Product Context
ShopNow is a large e-commerce marketplace whose homepage, search results, and recommendation widgets are still powered by a legacy monolith. The company wants to break it into distributed microservices while introducing a modern ML ranking stack that can serve personalized product recommendations and search ranking reliably at scale.
Scale
| Signal | Value |
|---|
| DAU | 45M |
| Peak QPS (homepage + search + rec widgets) | 220K |
| Product catalog | 120M active SKUs |
| New/updated items per day | 8M |
| User events per day | 3.5B impressions/clicks/add-to-carts/orders |
| p99 latency budget | 180ms end-to-end |
Task
Design how you would evolve the legacy monolith into a distributed ML-driven architecture. Address the following:
- Clarify the product requirements, migration goals, and success metrics for both platform reliability and ranking quality.
- Propose a target architecture that decomposes the monolith into services for retrieval, ranking, feature serving, logging, model management, and fallback serving.
- Design the end-to-end ML system: offline training, online inference, candidate generation, ranking, and optional re-ranking/business rules.
- Explain how you would migrate incrementally from the monolith to microservices without breaking user experience, including shadow traffic, canaries, and rollback.
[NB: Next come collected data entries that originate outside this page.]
PR #582, opened 2020-04-25
[cmds] Fix grep

ghaerr:
I noticed that `grep` from file_utils is totally broken: `ls -l / | grep home` produces nothing.

Replaced with duplicate grep from elkscmd/minix1/.

### DIFF
--- a/elkscmd/APPS
+++ b/elkscmd/APPS
@@ -31,9 +31,9 @@ CONFIG_APP_COREUTILS	core_utils/		Core utilities, Installed in /bin. Sources mov
 											cat, date, env
 										Move from sys_utils: clock, getty, init, login, mount, umount
 										Move from file_utils:
-											cat, chgrp, chmod, chown, cp, dd, grep, ln, mkdir, mknod,
+											cat, chgrp, chmod, chown, cp, dd, ln, mkdir, mknod,
 											more, mv, rm, rmdir, sync, touch
-										Move from minix1:
+										Move from minix1: grep
 										Move from minix2: env
 										Move from minix3: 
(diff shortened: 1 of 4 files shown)


Mellvik:
@ghaerr -
I'm still having trouble with grep, although I suspect the problem is somewhere else.
Have a look at the attached screen shot.
After reboot, group works. Then - after `time cat /bin/* > /dev/null`  grep bombs the system, either rebooting or reporting a segmentation fault.

--Mellvik 

Skjermbilde 2020-04-27 kl  16 09 39

ghaerr:
Hmmm, possible serious problems.

I haven't looked at the new `grep`, I just replaced the file_utils version with the minix3 version. Allocating a large (> 16k bytes) buffer on the stack would cause this, but I doubt that's what it's doing.

Once a stack overflow is detected, the system should be regraded as toast, and rebooted. Thus, the 'cat' problem following the stack overflow could have messed things up worse.

I'll take a look at it. Any more test results would be appreciated, especially if stack overflow occurs after a command besides grep (after a reboot).

Mellvik:
Is it possible that the wildcard expansion is overflowing the shell's cmd line buffer?

-M

ghaerr:
> Is it possible that the wildcard expansion is overflowing the shell's cmd line buffer?

Anything is possible, but the 'cat' command was executed after grep corrupted the stack. The system didn't reboot, the shell died, that's why you got the login prompt. So we can't look at the cat issue as a problem, unless it happens after a reboot and grep never run.

Mellvik:
Test - FWIW: Definitely not the shell wildcard expansion.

- Define offline and online evaluation, plus monitoring for feature drift, training-serving skew, and service-level failures.
- Identify key failure modes and the tradeoffs between latency, relevance, operational complexity, and cost.
Constraints
- Existing monolith currently returns results in ~140ms p99, so the new system cannot materially regress latency.
- Some features are only available in batch today; near-real-time user features must be added gradually.
- Search and recommendation surfaces must share core infrastructure, but ranking logic can differ by surface.
- Compliance requires deletion of user-level features within 30 days of account deletion.
- During migration, at least 99.95% availability must be maintained and every service must have a safe fallback path.